# What Lucy brought home last night



## alwaystj9 (Apr 10, 2019)

Apparently Lucy was protecting them from the goats. So I hauled them to the vet and no microchips, I hate to do it but I'll have to get animal control out. No other places will take them. Both female, pit mixes and they work as a pair to kill chickens. Not even half grown.


----------



## Moers kiko boars (Apr 23, 2018)

Is there a pit rescue in your area? They may come and take them. I hope they didnt kill too many of your girls.


----------



## Boer Mama (10 mo ago)

They have collars, but no tags I’m guessing?
They must live somewhere around there… if dumped, you’d think they’d take off the collar.

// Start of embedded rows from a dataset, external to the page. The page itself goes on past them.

PR #2783, opened 2022-02-07
ReAdd IsDebugEnabled check for logging

WilliamBZA:
Re-adds the `IsDebugEnabled` check that was removed in #2775.

The explicit call to `builder.SetMinimumLevel(loggingSettings.ToHostLogLevel());` sets the logging level correctly between the instances of `NServiceBus.Extensions.Hosting.DeferredLogger` and `NServiceBus.Extensions.Hosting.Logger` which means the fix for #2775 is no longer required.

### DIFF
--- a/src/ServiceControl.Audit/Infrastructure/Bootstrapper.cs
+++ b/src/ServiceControl.Audit/Infrastructure/Bootstrapper.cs
@@ -59,6 +59,7 @@ namespace ServiceControl.Audit.Infrastructure
                     builder.ClearProviders();
                     //HINT: configuration used by NLog comes from LoggingConfigurator.cs
                     builder.AddNLog();
+                    builder.SetMinimumLevel(loggingSettings.ToHostLogLevel());
                 })
                 .UseServiceProviderFactory(new AutofacServiceProviderFactory())
                 .ConfigureServices(services =>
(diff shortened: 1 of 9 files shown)


ramonsmits (approved):
+1 for restoring the `if(logger.IsDebugEnabled` on the log entries that use string interpolation. 

Regarding `builder.SetMinimumLevel(loggingSettings.ToHostLogLevel())`, that is required as AFAIK the NLog configuration is independant on the logging extensions. For example, NLog verbosity could be set to Trace, and logging extensions to Info meaning `logger.Debug` would not log anything.

Reason this is different for the `DeferredLogger` is that only at the start `IsDebugEnabled` likely returns true until the endpoint is started if NLog was configured to only log Info or more severe. The items temporarily stored in the deferredlogger instance will be flushed but none of them will be written.

Maybe @danielmarbach can comment on my deferred logger assumptions.

I'm not really sure how the NServiceBus hosting extensions work. I do think there is a code smell, the deferred logger instanced shouldn't be needed due the way how start tasks currently work it is required but IMHO should be improved. Currently you could for example not cache `IsDebugEnabled` in a `readonly bool `IsDebugEnabled = logger.IsDebugEnabled` to JIT compile all these `if`'s from the runtime code.

Small comment on the PR, these 2 changes are independant (IsDebugEnabled vs init) and maybe consider 2 PR's?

sorry about your chickens!
Tell Lucy more dogs is not something you need currently. Lol


----------



## alwaystj9 (Apr 10, 2019)

The pit rescues are over-run. Heck, all the rescues are over run. Collars but no tags & the brown had a part of a chewed leash attached to her collar.
They ate the spare rooster.


----------



## Chanceosunshine (Nov 29, 2021)

About 20 years ago we drove to Louisiana. I was so shocked to see how many dogs were along the highway. So many dead dogs, so many live dogs. It was terrible. We ended up picking up a stray in Kentucky that was begging for food at a convenience store along the highway. 
You can't save them all, even though it seems you've saved more than your fair share already...

Sorry about the rooster.


----------



## alwaystj9 (Apr 10, 2019)

Years ago when I lived in Colorado, the couple I was working for had traveled extensively and their memories of Louisiana went like this:
"John, you remember Louisiana - that's where we saw all the dead dogs."
"Yep, we'd be driving along and Bea would see a dead dog - Ohh, poor doggy...."
5 minutes later, on the other side of the road, "Look John, another dead dog, poor doggy."
Passing the third dead dog in 5 miles, "John, do you think they aim at them?"

It's really a shame that the above is their strongest memory of Louisiana.


----------



## Boer Mama (10 mo ago)

Who is in charge of cleaning up along the hwys? What do they do with all the bodies?
Or do they just leave them for alligators to eat?


----------



## Boer Mama (10 mo ago)

Boer Mama said:


> Who is in charge of cleaning up along the hwys? What do they do with all the bodies?
> Or do they just leave them for alligators to eat?


I’m assuming there is a clean up crew. If the bodies were left along the hwy then the alligators would get used to the food source and would start hanging close to the hwy and then you’d end up with gators getting hit as well.

I’m not trying to be rude or insensitive about anything. Just wondering how often the crew has to come clean up… since the cpl in your story saw so many, it seems that perhaps they need to clean up more frequently?


----------



## alwaystj9 (Apr 10, 2019)

I think clean up is done by each parish (we don't have counties). In some area it is prisoners. In many cities you have to call and ask per dead animal.


----------